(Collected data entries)
* * * * *

PR #20, opened 2019-05-14
CIF-632 - Support Magento multi store setups in GraphQL client

cjelger:
Adds Magento multi-store support

## Related Issue

CIF-632

## How Has This Been Tested?

Added unit test.

## Types of changes

## Checklist:


LSantha:
@cjelger , in an ideal world the models  would get a preconfigured GraphqlClient instance and the GraphqlClientWrapper would be an implementation detail behind the scenes. If we would have the adapter factory in this bundle that would be achievable or the cq:magentoStore could be handled in the graphql client bundle.

cjelger:
This doesn't really work because:
- In a multi-store setup, components could get a different `GraphqClient` instance depending on the `cq:graphqlClient` property which would be different for example for `/us/en` and `/ch/de`.
- We cannot handle `cq:magentoStore` in the graphql client bundle because this is not something generic, unless we add a property like `cq:graphqlClientHeaders` or something like that.

Note that we could add an adapter for `GraphqlClientWrapper`, but I don't think it would bring any extra benefit here. If you prefer that components use a `GraphqlClient` instead of a `GraphqlClientWrapper` (so we don't "expose" this class), we can easily change that.

LSantha:
@cjelger , I don't really see what is the impediment here. 
Now I tend to think that this Magento store view property could be handled very well in the Magento client. After all, there is always a store view in effect when we access Magento either the default or an other one. They could have added it to the endpoint URL. So that fact the it's in the header is not relevant. We want to specify the store view and not some arbitrary HTTP request headers.

cjelger:
But Levente ... we don't have a Magento client! The GraphQL client is generic, it doesn't have any Magento specific feature. That's exactly why I created that `GraphqlClientWrapper`, which after all, I'd could well rename to `MagentoGraphqlClient`.

LSantha:
@cjelger,
 
> The GraphQL client is generic, it doesn't have any Magento specific feature.

Indeed, thanks for the reminder. :-)

Nevertheless, there are a number of issues with this PR. Let me note that via in-line comments and I also have an idea for a solution.

bundles/core/src/main/java/com/adobe/cq/commerce/core/components/internal/models/v1/productlist/ProductListImpl.java
```diff
@@ -179,7 +171,7 @@ private CategoryTreeQueryDefinition generateProductListQuery() {
      * @param categoryId the category id of category we request
      * @return {@link CategoryInterface}
      */
-    private CategoryInterface getCategory(GraphqlClient client, int categoryId) {
```
LSantha: Parameter 'client' is removed and JavaDoc is obsolete.

bundles/core/src/main/java/com/adobe/cq/commerce/core/components/internal/models/v1/MagentoGraphqlClient.java
```diff
@@ -0,0 +1,101 @@
...
+
+    public static final String STORE_CODE_PROPERTY = "cq:magentoStore";
+
+    private GraphqlClient graphqlClient;
+    private RequestOptions requestOptions;
+
+    public MagentoGraphqlClient(Resource resource) {
+        graphqlClient = resource.adaptTo(GraphqlClient.class);
+        if (graphqlClient == null) {
+            LOGGER.warn("GraphQL client not available for resource " + resource.getPath());
```
LSantha: In this case this instance is invalid but the caller doesn't know about it. So they continue using it.

bundles/core/src/main/java/com/adobe/cq/commerce/core/components/internal/models/v1/MagentoGraphqlClient.java
```diff
@@ -0,0 +1,101 @@
...
+        String storeCode = properties.getInherited(STORE_CODE_PROPERTY, String.class);
+        if (storeCode != null) {
+            Header storeHeader = new BasicHeader("Store", storeCode);
+            requestOptions.withHeaders(Collections.singletonList(storeHeader));
+        }
+    }
+
+    @Override
+    public String getIdentifier() {
+        return graphqlClient.getIdentifier();
```
LSantha: NPE if graphqlClient is null.

bundles/core/src/main/java/com/adobe/cq/commerce/core/components/internal/models/v1/MagentoGraphqlClient.java
```diff
@@ -0,0 +1,101 @@
...
+
+    /**
+     * <b>This method uses the {@link RequestOptions} set by the MagentoGraphqlClient class.</b>
+     * <br/>
+     * <br/>
+     * {@inheritDoc}
+     */
+    @Override
+    public <T, U> GraphqlResponse<T, U> execute(GraphqlRequest request, Type typeOfT, Type typeOfU) {
+        return graphqlClient.execute(request, typeOfT, typeOfU, requestOptions);
```
LSantha: NPE if graphqlClient is null.

bundles/core/src/main/java/com/adobe/cq/commerce/core/components/internal/models/v1/MagentoGraphqlClient.java
```diff
@@ -0,0 +1,101 @@
...
+
+    /**
+     * <b>Only use this method if you do NOT want to use the {@link RequestOptions} set by the MagentoGraphqlClient class.</b>
+     * <br/>
+     * <br/>
+     * {@inheritDoc}
+     */
+    @Override
+    public <T, U> GraphqlResponse<T, U> execute(GraphqlRequest request, Type typeOfT, Type typeOfU, RequestOptions options) {
+        return graphqlClient.execute(request, typeOfT, typeOfU, options);
```
LSantha: NPE if graphqlClient is null.

bundles/core/src/main/java/com/adobe/cq/commerce/core/components/internal/models/v1/navigation/GraphQLCategoryProvider.java
```diff
@@ -18,54 +18,54 @@
...
-    private GraphqlClient graphqlClient;
+
+    private MagentoGraphqlClient client;
 
     GraphQLCategoryProvider(Page page) {
-        this.graphqlClient = page.getContentResource().adaptTo(GraphqlClient.class);
-        if (graphqlClient == null) {
-            LOGGER.warn("GraphQL client not available for page: " + page.getPath());
+        client = new MagentoGraphqlClient(page.getContentResource());
+        if (client == null) {
```
LSantha: This condition is always false. Even in the situation when your MagentoGraphqlClient instance is invalid (its internal GraphqlClient is null) and the old code would detect client == null and act accordingly. 
So, the error handling logic is invalid and you will get random NPE-s later.

bundles/core/src/main/java/com/adobe/cq/commerce/core/components/internal/models/v1/navigation/GraphQLCategoryProvider.java
```diff
@@ -18,54 +18,54 @@
...
+            LOGGER.warn("GraphQL client not available for resource {}", page.getContentResource().getPath());
         }
     }
 
     List<CategoryTree> getChildCategories(Integer categoryId) {
-        if (graphqlClient == null || categoryId == null) {
+        if (client == null || categoryId == null) {
```
LSantha: client is never null

bundles/core/src/main/java/com/adobe/cq/commerce/core/components/internal/models/v1/navigation/GraphQLCategoryProvider.java
```diff
@@ -18,54 +18,54 @@
...
             return Collections.emptyList();
         }
 
         QueryQuery.CategoryArgumentsDefinition searchArgs = q -> q.id(categoryId);
         String queryString = Operations.query(query -> query.category(searchArgs, categoryQueryDefinition)).toString();
-        GraphqlResponse<Query, Error> response = graphqlClient.execute(new GraphqlRequest(queryString), Query.class, Error.class, QueryDeserializer.getGson());
+        GraphqlResponse<Query, Error> response = client.execute(new GraphqlRequest(queryString), Query.class, Error.class);
```
LSantha: Possible NPE thrown from execute() method.

bundles/core/src/main/java/com/adobe/cq/commerce/core/components/internal/models/v1/product/ProductImpl.java
```diff
@@ -86,86 +87,83 @@
...
 
-        // Get GraphqlClient from the page resource. This will look for a
-        // cq:catalogIdentifier property on the page or any ancestor and a
-        // corresponding OSGi configuration.
-        GraphqlClient client = resource.adaptTo(GraphqlClient.class);
+        // Get GraphqlClient from the resource.
+        client = new MagentoGraphqlClient(resource);
         if (client == null) {
-            LOG.error("Cannot get a GraphqlClient using the resource at {}", resource.getPath());
+            LOGGER.warn("GraphQL client not available for resource {}", resource.getPath());
```
LSantha: Unreachable code with all the consequences mentioned above.

bundles/core/src/main/java/com/adobe/cq/commerce/core/components/internal/models/v1/productlist/ProductListImpl.java
```diff
@@ -97,19 +96,15 @@ private void initModel() {
 
         // get GraphQL client and query data
         if (categoryId != null) {
-            GraphqlClient client = resource.adaptTo(GraphqlClient.class);
-            this.category = getCategory(client, categoryId);
+            client = new MagentoGraphqlClient(resource);
```
LSantha: Older bug: missing error handling when client is null. 
Now client is never null but it can be invalid.

bundles/core/src/main/java/com/adobe/cq/commerce/core/components/internal/models/v1/productteaser/ProductTeaserImpl.java
```diff
@@ -67,76 +78,77 @@ private void initModel() {
         }
         String productPath = properties.get(PRODUCT_PATH_PROP, String.class);
         if (productPath != null && !productPath.isEmpty()) {
-            String sku = getSkuFromUrl(productPath);
-            GraphqlClient client = resource.adaptTo(GraphqlClient.class);
+            String sku = getSkuFromPath(productPath);
+
+            // Get GraphqlClient from the resource.
+            client = new MagentoGraphqlClient(resource);
             if (client == null) {
```
LSantha: Client is never null + all the consequences.

bundles/core/src/main/java/com/adobe/cq/commerce/core/components/internal/models/v1/searchresults/SearchResultsImpl.java
```diff
@@ -74,20 +74,19 @@
...
+    private MagentoGraphqlClient client;
 
     Page productPage;
 
     @PostConstruct
     protected void initModel() {
         searchTerm = request.getParameter("search_query");
-        client = resource.adaptTo(GraphqlClient.class);
+        client = new MagentoGraphqlClient(resource);
         if (client == null) {
```
LSantha: Client is never null + all the consequences.

bundles/core/src/main/java/com/adobe/cq/commerce/core/components/internal/models/v1/MagentoGraphqlClient.java
cjelger: Fully agree, I left this as it was in all the existing sling models, but I agree it's much better to throw an exception. I initially changed it and then thought I leave it as it was. I will change that.

LSantha:
@cjelger, I propose to make the MagentoGraphqlClient an interface that we expose to our code and to customers code via adaptTo and keep its implementation private in the bundle. This is because adaptTo is a superior way of handling this dependency than a constructor. It fits better in the existing code and when adaptTo returns null you can more easily handle the null value than an exception. 
I propose to implement the adaption of Resource and Page to MagentoGraphqlClient.

I also propose to make MagentoGraphqlClient an independent interface from GraphqlClient with specialized methods that fits our use-cases. The existing calls to GraphqlClient.execute() all look the same: 

GraphqlClient.execute(new GraphqlRequest(queryString), Query.class, Error.class)

In our MagentoGraphqlClientImpl we can mostly likely handle the Error.class and probably the Query.class too or add special method for mutation when needed. This class then will handle the store view consistently and whatever else will come up. We can also think about new ways to make MagentoGraphqlClient more suitable for ourselves and our customers. GraphqlClient as is just requires too much boilerplate from the user. So MagentoGraphqlClient will be our recommendation for interacting with Magento in the server-side components and if that doesn't suite a customer they can still use GraphqlClient with all the ceremony.

cjelger:
@LSantha I included all your proposed changes except yet the interface and the adapter factory. I think we should first all agree that we want to export that, and then we can create a dedicated issue and another PR.

LSantha:
@cjelger 
> I included all your proposed changes except yet the interface and the adapter factory. I think we should first all agree that we want to export that, and then we can create a dedicated issue and another PR.

I think the answer is pretty obvious here:
* we have a specialized client now to interact with Magento and this is what we recommend to customers, so we need to export it
* we already agreed that the client taking its configuration from a resource adaptTo is a suitable approach
* should I also explain the interface?

Under these circumstances I wonder what are the pros of the static factory method?

cjelger:
I just think it's nice to agree with the team, so I propose that we create a separate issue, groom it, and then implement it. It will also require more unit tests for the adaptation, so it's quite a PR of its own.

bundles/core/src/main/java/com/adobe/cq/commerce/core/components/internal/models/v1/MagentoGraphqlClient.java
```diff
@@ -0,0 +1,101 @@
...
+     * This method returns <code>null</code> if the client cannot be instantiated.
+     * 
+     * @param resource The JCR resource to use to adapt to the lower-level {@link GraphqlClient}.
+     * @return A new MagentoGraphqlClient instance.
+     */
+    public static MagentoGraphqlClient create(Resource resource) {
+        try {
+            return new MagentoGraphqlClient(resource);
+        } catch (Exception e) {
+            LOGGER.error(e.getMessage());
```
LSantha: I don't think this should be an error. It may look like an error for the create method but not for an adaptTo. I prefer logging a warning on the call site if I don't get what I expect or I don't log anything if I decide so in any case I would live it up to the client to handle null as they want. 
By returning null I did my job, and that's also in the JavaDoc. There's no need to log anything here.

cjelger: ok I disagree, how do we resolve that? Did you decide to sabotage this PR?

bundles/core/src/main/java/com/adobe/cq/commerce/core/components/internal/models/v1/MagentoGraphqlClient.java
```diff
@@ -0,0 +1,101 @@
...
+            return null;
+        }
+    }
+
+    private MagentoGraphqlClient(Resource resource) {
+        graphqlClient = resource.adaptTo(GraphqlClient.class);
```
LSantha: How about moving this logic outside of the constructor and passing the needed values as parameters? Then there is no need to throw an exception.

cjelger:
@LSantha I propose that you open a new PR to fix everything that you don't like.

* * * * *

### TASK INSTRUCTIONS:
What lines in the records contain the word "feature"? Return each one.

### YOUR SOLUTION:
But Levente ... we don't have a Magento client! The GraphQL client is generic, it doesn't have any Magento specific feature. That's exactly why I created that `GraphqlClientWrapper`, which after all, I'd could well rename to `MagentoGraphqlClient`.
> The GraphQL client is generic, it doesn't have any Magento specific feature.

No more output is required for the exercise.